- **PROBLEM TO WORK ON**:
Use the entries below and reproduce exactly the lines from the one containing "- Adds narrow" down to the one containing "- Preserves disabled, heartbeat-disabled, legacy, cleanup, and", both of them included.

- **DATA PROVIDED**:

PR #296, opened 2026-04-14
Fix WebpackModuleRuntime fallback and add React Activity support

schwartzmx:
- Fix WebpackModuleRuntime.getExports() crash when module not found in __webpack_module_cache__ (e.g. browser MCP injecting empty cache). Null-safe access gated behind `safeWebpackModuleExports` flag.

- Convert ModuleRuntime from eager IIFE to lazy getModuleRuntime() so GlobalFlags are respected. `preferMetaModuleRuntime` flag controls whether Meta's __debug runtime is checked before webpack's cache.

- Add REACT_ACTIVITY_TYPE (0xeae8) to IReactConsts, fix broken SymbolFor call, and register in visitor vtable to suppress "optimized visitors missing entry for Symbol(react.activity)" warnings.

- Upgrade react-testapp to React 19 canary with real <Activity> component test and Vite __debug exclusion.

### DIFF
--- a/packages/hyperion-core/src/IRequire.ts
+++ b/packages/hyperion-core/src/IRequire.ts
@@ -4,9 +4,10 @@
 
 import type { FunctionInterceptor, InterceptableObjectType } from './FunctionInterceptor';
 
+import "./reference";
 import { ShadowPrototype, } from './ShadowPrototype';
 import { interceptMethod } from './MethodInterceptor';
-import { assert } from 'hyperion-globals';
+import { assert, getFlags } from 'hyperion-globals';
 
 export type InterceptedModuleExports<TModuleExports extends InterceptableObjectType> = {
   [K in keyof TModuleExports]: FunctionInterceptor<TModuleExports, string, TModuleExports[K]>;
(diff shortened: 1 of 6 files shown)


packages/hyperion-core/src/IRequire.ts
```diff
@@ -73,21 +77,37 @@ class MetaModuleRuntime extends ModuleRuntimeBase {
   }
 }
 
-const ModuleRuntime: ModuleRuntimeBase = (() => {
+let _moduleRuntime: ModuleRuntimeBase | null = null;
+function getModuleRuntime(): ModuleRuntimeBase {
```
reshadi, line 81: do you expect this function to return different values on different invocations? For example, it may fail to get a _moduleRuntime for a while and then it starts working?

If the answer is no, then the previous pattern is better since it replaces the unnecessary check and is slightly faster.

reshadi (approved):

packages/hyperion-core/src/IRequire.ts
schwartzmx: I don't expect it to change, I wanted to be able to check the global flag just for added safety - which isn't set if this is invoked immediately.  When we remove the flags I can revert back.  If you think this flag isn't totally necessary I could just swap the order to prefer meta modules,  and keep the same pattern without a flag.

PR #302, opened 2026-08-12
[init] RN AutoLogging

schwartzmx:
# init: React Native AutoLogging

## Commit stack
 
- afd586d — Add safe channels and React Native JSX runtime entries

  - Adds failure-isolated hook callback invocation and typed `Channel.emitSafely()` fan-out while retaining strict `emit()` behavior.
  - Uses safe emission because AutoLogging publishes before invoking application handlers: one throwing subscriber must not block later subscribers, downstream channels, or the application handler.
  - Makes safe piping continue after listener failures and makes `PausableChannel` honor its paused state for both emission modes.
  - Adds a reusable React element-observation gate and optimized delegation to the original runtime.
  - Adds public React Native `jsx-runtime` and `jsx-dev-runtime` package entries with `jsx`, `jsxs`, `jsxDEV`, and `createElement` compatibility.
  - Exports the existing GUID helper through the supported `hyperion-util` entry.
  - Adds `ISafeEmitter` while keeping legacy `IEmitter` implementations source-compatible.

- 102fcdc — Implement committed React Native AutoLogging surfaces

  - Defines the initial React Native AutoLogging channel, configuration, event-envelope, metadata, session, screen, and heartbeat contracts.
  - Implements `ALInstrumentedElement` with stable handler wrappers, latest committed snapshots, safe event delivery, and preservation of application return values and exceptions.
  - Adds React Context-backed `ALSurface` and `ALSurfaceData` hierarchy, registry, inheritance, non-interactive ancestry, bounded serialization, and lifecycle publication.
  - Extracts portable heartbeat vocabulary, common metadata bounds, and surface-hierarchy mechanics without coupling React Native to DOM APIs.
  - Retires the original prop-mutation and render-as-mount behavior in favor of committed React lifecycle instrumentation.
  - Introduces provider, privacy, and sampling scaffolding that is removed in `5f8a3bb` when policy ownership moves to subscribers.

- 5f8a3bb — Add mobile heartbeat session and raw publishers

  - Centralizes React Native runtime setup behind `AutoLogging.init()` without requiring a React provider.
  - Removes library-owned sampling and privacy filtering so subscribers own filtering, redaction, sampling, persistence, and transport policy.
  - Publishes accepted UI labels and scalar values with source provenance and potentially-sensitive annotations.
  - Implements dependency-injected AppState heartbeat transitions, inactivity suppression, foreground/background scheduling, cleanup, and activity refresh from UI handlers.
  - Adds contiguous event indexes and in-memory application, session, and screen state with six-character base-36 identifiers.
  - Initially adds custom app events; that API and event family are subsequently removed by `20fac55`.

- afab347 — Add list deep link and React error publishers

  - Adds `useALListViewability()` with application callback composition, stable options, screen and surface context, and bounded impression deduplication.
  - Adds raw deep-link publication with explicit source validation and target URI preservation.
  - Adds React error-boundary publication for real `Error` and component-stack input without owning the application error boundary.
  - Routes these publishers through private request messages so public subscribers receive one indexed and timestamped event per accepted request.

- 7d0ee97 — Add React Native fixtures benchmarks and artifacts

  - Extracts portable AutoLogging types, heartbeat vocabulary, and surface hierarchy behavior into `hyperion-autologging-shared` for web and mobile reuse.
  - Uses a name-keyed child map for consistent web and mobile duplicate-surface behavior, including safe stale-child cleanup.
  - Rebuilds the React Native test app around public package entries with UI, surface, heartbeat, screen, list, deep-link, error, StrictMode, and Suspense fixtures.
  - Adds an application-owned event inspector with full payload and transport-envelope views, plus an `ALSurfaceData` tree inspector.
  - Adds Babel support for stable event props, runtime microbenchmarks, heap checks, and Metro/Hermes bundle-size measurements with a runnable baseline.
  - Separates web and mobile distribution commands: `npm run build` remains web-only, while `npm run build:mobile` emits the xplat handoff artifacts.
  - Adds exact web artifact-manifest validation and dedicated mobile artifact generation without source maps, Flow output, Haste loaders, fbsource dependencies, or DOM-only code in mobile Core.

- 250af9f — Make React Native JSX observation clone-safe

  - Represents application props directly on the observed outer element so `React.cloneElement()` replacements reach the original component.
  - Keeps Hyperion runtime descriptors in instrumented type closures so internal state cannot collide with or leak into application or native-view props.
  - Preserves replacement children, arbitrary props, refs, keys, receivers, and runtime arguments across `jsx`, `jsxs`, `jsxDEV`, and `createElement`.
  - Retains stable handler wrappers, latest callbacks, committed surface snapshots, return values, and thrown exceptions across rerenders.
  - Removes handler-keyed retry state so sibling controls sharing one callback retain independent labels, surfaces, and runtime snapshots.
  - Adds regressions for cloned ScrollView-style elements, injected cells, ref and prop replacement, shared handlers, StrictMode, and Suspense retries.

- 10fba0c — Restore shared interception compatibility

  - Restores the established web function-component interceptor return path so existing render and flowlet observers continue to execute.
  - Adds a web regression using the real `FunctionInterceptor`.
  - Makes safe channel piping compatible with legacy downstream `IEmitter` implementations that provide `emit()` but not `emitSafely()`.
  - Preserves strict emission and existing web event schemas and extraction behavior.

- 0736dbf — Add independent mobile AutoLogging feature gates

  - Adds typed `AutoLogging.init({features: ...})` gates for automatic UI, surface mutation, screen transition, list impression, deep-link, and React-error events.
  - Defaults omitted modern features to enabled while allowing each publisher family to be disabled independently of the runtime master switch.
  - Prevents partially disabled legacy configuration from accidentally enabling modern observation.
  - Keeps required internal state and application callbacks working when corresponding event publication is disabled.
  - Avoids installing the JSX element instrumenter when automatic UI events are disabled.
  - The custom-event gate introduced at this point is later removed with the custom-event API in `20fac55`.

- ebb64bc — Publish mobile input labels with provenance

  - Publishes explicitly supplied text-input placeholders instead of suppressing them in the core runtime.
  - Marks placeholder labels as potentially sensitive `application_text` sourced from `placeholder`.
  - Publishes accepted callback input values as potentially sensitive `user_input` with `callback_argument` provenance.
  - Leaves filtering, redaction, persistence, and transport decisions to subscribers.
  - Does not serialize raw handler argument arrays or native event objects.

- 67f5cfc — Restore legacy React Native AutoLogging compatibility

  - Retains the injected React and JSX intercepted-module initialization fields used by WWW/AMA.
  - Preserves independent legacy interception and publishing controls.
  - Restores the `al_react_component_prop` and `al_react_component_mount` compatibility channels.
  - Keeps heartbeat and modern event families disabled by default for legacy initialization.
  - Adds strict type and runtime coverage for the existing initialization fixture.
  - Adds TODOs to remove the compatibility aliases and installer after WWW/AMA migration.

- d3d2679 — Generate WWW-compatible React Native artifacts

  - Emits native-specific filenames for entries that directly import React Native or React JSX runtimes.
  - Keeps JSX observation and the legacy installer dependency-neutral under generic filenames.
  - Rewrites generated cross-artifact references to bare Haste module names.
  - Validates required entries, dependency boundaries, filenames, and import resolution during `build:mobile`.
  - Does not change normal web distribution generation.

- 6102055 — Inject React Native lifecycle dependencies

  - Removes the eager `react-native` import from the portable mobile runtime.
  - Adds narrow structural types for injected `ReactNativeModule.AppState` capabilities.
  - Accesses the injected AppState only when heartbeat is enabled.
  - Preserves disabled, heartbeat-disabled, legacy, cleanup, and idempotent behavior.
  - Emits a dependency-neutral main artifact and byte-identical `.react.native.js` alias.
  - Adds lifecycle injection, transition, cleanup, missing-adapter, and artifact dependency tests.

- 20fac55 — Use an application-owned mobile AutoLogging channel

  - Requires callers to create, subscribe to, and pass one typed channel through `AutoLogging.init()`.
  - Uses that exact channel internally without constructing or piping another public channel.
  - Removes `initALChannel`, `getALChannel`, `addChannelSubscriber`, and queued subscriber management.
  - Removes `ALAppEvent`, `logAppEvent`, `useLogAppEvent`, the custom-event feature, and the mobile custom-event publisher.
  - Keeps private runtime request messages internal while exporting only the public event contracts.
  - Updates the test app, documentation, declarations, tests, and benchmarks without changing web behavior.

- be15786 — Install React Native JSX runtimes during AutoLogging init

  - Supports the simplified modern configuration with `ReactModule`, `JSXRuntimeModule`, `JSXDevRuntimeModule`, and `ReactNativeModule`.
  - Installs supplied raw runtimes before enabling automatic UI observation so setup is atomic.
  - Runs runtime inspection and installation only when the runtime and `features.automaticUIEvents` are enabled.
  - Retains `IReactModule` and `IJsxRuntimeModule` as deprecated intercepted-module compatibility adapters.
  - Handles immutable ESM runtime namespaces safely: writable Metro or embedded facades are updated, while immutable namespaces remain unchanged and can use the package JSX entries.
  - Rolls back partially installed runtime slots when a supplied module cannot be updated.
  - Preserves explicit installer compatibility, idempotency, disabled paths, and late-initialization semantics.

- 030bf97 — Enforce React Native distribution checks in CI
  - Builds both web and mobile distributions through the normal reproducible artifact paths.
  - Runs the complete workspace test suite without conflicting Jest worker options.
  - Enforces React Native runtime timing and mounted-heap budgets.
  - Builds the production Metro baseline and fixture bundles and enforces the incremental size ceiling.
  - Leaves Hermes and simulator validation as local platform checks.

## Current initialization

```ts
AutoLogging.init({
  channel,
  react: {
    ReactModule: React,
    JSXRuntimeModule: JsxRuntime,
    JSXDevRuntimeModule: JsxDevRuntime,
    ReactNativeModule: { AppState },
  },
  features: {
    automaticUIEvents: true,
    surfaceMutationEvents: true,
    screenTransitionEvents: true,
    listImpressionEvents: true,
    deepLinkEvents: true,
    reactErrorEvents: true,
  },
});
```

Initialization must run before relevant JSX is rendered. Runtime inspection and JSX installation are skipped when the master runtime or automatic UI events are disabled. `ReactNativeModule.AppState` is accessed only when heartbeat is enabled.

## Intentional differences from web

- React Native observes supported JSX runtimes and `createElement`; web retains its established interceptor.
- React Native heartbeat uses injected AppState; web uses document visibility and window focus.
- React Native surfaces use React Context and committed registries without DOM elements.
- Both platforms share name-keyed surface hierarchy and inheritance mechanics, including duplicate-name replacement behavior.
- React Native extracts accessibility props, `testID`, placeholders, handler values, and explicit list viewability rather than DOM targets and bubbling.
- React Native session and screen state are in memory rather than browser storage.
- React Native emits accepted raw scalar data with provenance; subscribers own filtering, sampling, redaction, transport, and persistence.
- Mobile artifacts use `npm run build:mobile`; normal `npm run build` remains web-only.
- The standalone web React-element-observation artifact is excluded from `dist`; the established web implementation and behavior remain intact.

## Validation

- `npm run build:all` passed, including exact web artifact-manifest and mobile dependency checks.
- `npm test -- --ci` passed across all workspaces.
- React Native tests: 10 suites passed, 78 tests passed, and 2 benchmark tests were intentionally skipped by the ordinary test run and executed separately.
- Runtime and mounted-heap benchmarks passed all existing budgets:

  | Measurement                  |        P95/result |        Budget |
  | ---------------------------- | ----------------: | ------------: |
  | Disabled JSX                 |       0.038 µs/op |       1 µs/op |
  | Initialized disabled         |       0.041 µs/op |       1 µs/op |
  | Enabled non-interactable JSX |       0.210 µs/op |       3 µs/op |
  | Wrapper installation         |       0.056 µs/op |       8 µs/op |
  | Cloned observed element      |       1.637 µs/op |      15 µs/op |
  | Handler dispatch             |       1.292 µs/op |      15 µs/op |
  | Render/commit                | 21.478 µs/element | 60 µs/element |
  | Heap per wrapper             |       2,270 bytes |   4,096 bytes |

- Metro incremental bundle: 41,906 bytes / 50,000-byte ceiling.
- Hermes incremental bundle: 61,245 bytes / 85,000-byte ceiling.
- Targeted ESLint and Prettier checks for the changed implementation passed. Whole-repository lint retains unrelated pre-existing findings.
- Mobile artifacts contain no source maps or `sourceMappingURL` comments.
- The portable `hyperionMobileReactNative.js` artifact has no eager `react-native` or JSX-runtime import.
- `hyperionMobileReactNative.js` and `hyperionMobileReactNative.react.native.js` are byte-identical.

## Supported modern mobile public events

Every modern public payload extends:

```ts
interface ALLoggableEvent {
  readonly eventTimestamp: number; // Epoch milliseconds.
  readonly eventIndex: number; // One contiguous runtime index.
  readonly metadata: Record<string, string | number | boolean | null>;
  readonly relatedEventIndex?: number; // Present only for a real relationship.
}
```

### `al_ui_event`

```ts
interface ALUIEventData extends ALLoggableEvent {
  event: string; // click, long_press, change, focusin, focusout, submit, refresh, etc.
  sourceProp: string; // onPress, onChangeText, onRefresh, etc.
  surface?: string;
  surfaceData?: ALSurfaceDataNode;
  surfaceMetadata?: SurfaceMetadata;
  reactComponentName?: string;
  reactComponentStack?: readonly string[];
  elementText?: string;
  elementTextSource?:
    | "accessibilityLabel"
    | "aria-label"
    | "title"
    | "testID"
    | "placeholder";
  elementTextSourceType?: "developer_identifier" | "application_text";
  elementTextPotentiallySensitive?: boolean;
  elementName?: string;
  value?: unknown;
  valueSource?:
    | "callback_argument"
    | "native_event_text"
    | "element_value_prop";
  valueSourceType?: "user_input" | "control_value";
  valuePotentiallySensitive?: boolean;
  isDisabled?: true;
}
```

The runtime extracts accepted scalar values and does not serialize raw handler argument arrays or complete native event objects.

### `al_surface_mutation_event`

```ts
interface ALSurfaceMutationEventData extends ALLoggableEvent {
  event: "mount_component" | "unmount_component";
  surface: string;
  surfacePath: string;
  surfaceData: ALSurfaceDataNode;
  mountedDuration?: number; // Unmount only.
}
```

Unmount events use `relatedEventIndex` to reference their corresponding mount event.

### `al_heartbeat_event`

```ts
interface ALHeartbeatEventData extends ALLoggableEvent {
  event: "heartbeat";
  heartbeatType:
    | "START"
    | "SCHEDULED"
    | "PAGE_FOCUS_LOST"
    | "PAGE_FOCUS_GAINED"
    | "REGAIN_PAGE_VISIBILITY"
    | "STOP";
}
```

### `al_app_state_event`

```ts
interface ALAppStateEventData extends ALLoggableEvent {
  event: "app_state_change";
  appState: string;
}
```

### `al_screen_transition_event`

```ts
interface ALScreenTransitionEventData extends ALLoggableEvent {
  event: "screen_transition";
  screen: string;
  screenId: string;
  previousScreen?: string;
  previousScreenId?: string;
}
```

### `al_list_impression_event`

```ts
interface ALListImpressionEventData extends ALLoggableEvent {
  event: "list_item_visible";
  listName: string;
  itemName?: string;
  itemIndex?: number;
  surface?: string;
  surfaceMetadata?: SurfaceMetadata;
}
```

### `al_deep_link_event`

```ts
interface ALDeepLinkEventData extends ALLoggableEvent {
  event: "deep_link_open";
  source: "initial_url" | "url_event" | "notification";
  targetURI: string;
}
```

### `al_react_error_event`

```ts
interface ALReactErrorEventData extends ALLoggableEvent {
  event: "error";
  source: "react_error_boundary";
  errorName: string;
  errorMessage?: string;
  errorStack?: string;
  boundaryName?: string;
  errorCategory?: string;
  reactComponentName?: string;
  reactComponentStack?: string;
}
```

Internal `*_request` messages remain private. The application may wrap a public event for transport without changing the event shape:

```ts
interface ALTransportEnvelope<Event extends ALLoggableEvent> {
  family: string;
  event: Event;
  context: {
    appName: string;
    appSessionId: string;
    sessionId: string;
    appInstanceId: string;
    screenId: string;
    screen?: string;
  };
}
```

## Legacy compatibility events

Legacy initialization retains these channels while migration is in progress:

```ts
interface ALLegacyReactComponentPropEventData {
  component: string;
  prop: string;
  args: unknown[];
  type: "class" | "func" | "dom";
}

interface ALLegacyReactComponentMountEventData {
  surface: string;
  args: unknown[];
}
```

- `al_react_component_prop` carries `ALLegacyReactComponentPropEventData`.
- `al_react_component_mount` carries `ALLegacyReactComponentMountEventData`.
- These compatibility payloads intentionally retain their historical shapes and do not extend `ALLoggableEvent`.

## Test app changes

Interactive Buttons for testing UI events + Mutations
image

Surface Tree
image

Event Explorer
image


schwartzmx:
Closing in favor of the plugin based approach in #304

- **OUTPUT OF THE TASK**:
  - Adds narrow structural types for injected `ReactNativeModule.AppState` capabilities.
  - Accesses the injected AppState only when heartbeat is enabled.
  - Preserves disabled, heartbeat-disabled, legacy, cleanup, and idempotent behavior.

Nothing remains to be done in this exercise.